There exists a polynomial $p \in \mathbb{C}[z]$ such that $T^{-1} = p(T).$ [duplicate]
Let $V$ be a vector space over $\mathbb{C}$, and let $T$ be an invertible linear operator on $V$ . Prove that there exists a polynomial $p \in \mathbb{C}[z]$ such that $T^{-1} = p(T).$
In the finite-dimensional case, we can prove by using the Cayley-Hamilton theorem with the help of characteristic polynomial. But as we don't have any such thing as characteristic polynomial in infinite-dimensional case, we can not use that idea. How to prove this in infinite-dimensional case ? Thanks in advance.
Solution 1:
This is not true in general.

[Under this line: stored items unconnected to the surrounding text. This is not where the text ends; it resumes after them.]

PR #259, opened 2020-01-24
add new binary

Noviny:


emmatown (commented):
I...don't like this. I think having multiple ways to do the same thing Is Bad and it'll mean people will ask "wait, which one should I use"

Noviny:
Sure thing.

PR #5772, opened 2016-06-03
Extend patterns by proper typographic characters for minutes and seconds

UniQP:


SammysHP:
I doubt that this format is ever used, but let's do it in the professional way. ;)

PR #5786, opened 2016-06-14
Fix #5779: Avoid implicit toString() call

### LINKED ISSUE #5779: Embedded pictures not shown
- open GC61EE3
- the listing contains embedded pictures (at the end)

For me only a placeholder is shown (small rectangle with OBJ in it)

If $$\tag1T^{-1}=p(T),$$ then $q(T)=0$, where $q(t)=tp(t)-1$. In particular, any eigenvalue of $T$ has to be a root of $q$. It follows that any operator with infinitely many eigenvalues cannot satisfy $(1)$.
For any easy example of an operator with infinitely many eigenvalues, let $V=\mathbb C[x]$, the space of polynomials, and $T$ the linear operator induced by $$ Tx^n=nx^n. $$ Then, by definition, every positive integer is an eigevalue for $T$, and so $T$ cannot satisfy $(1)$ for any $p$.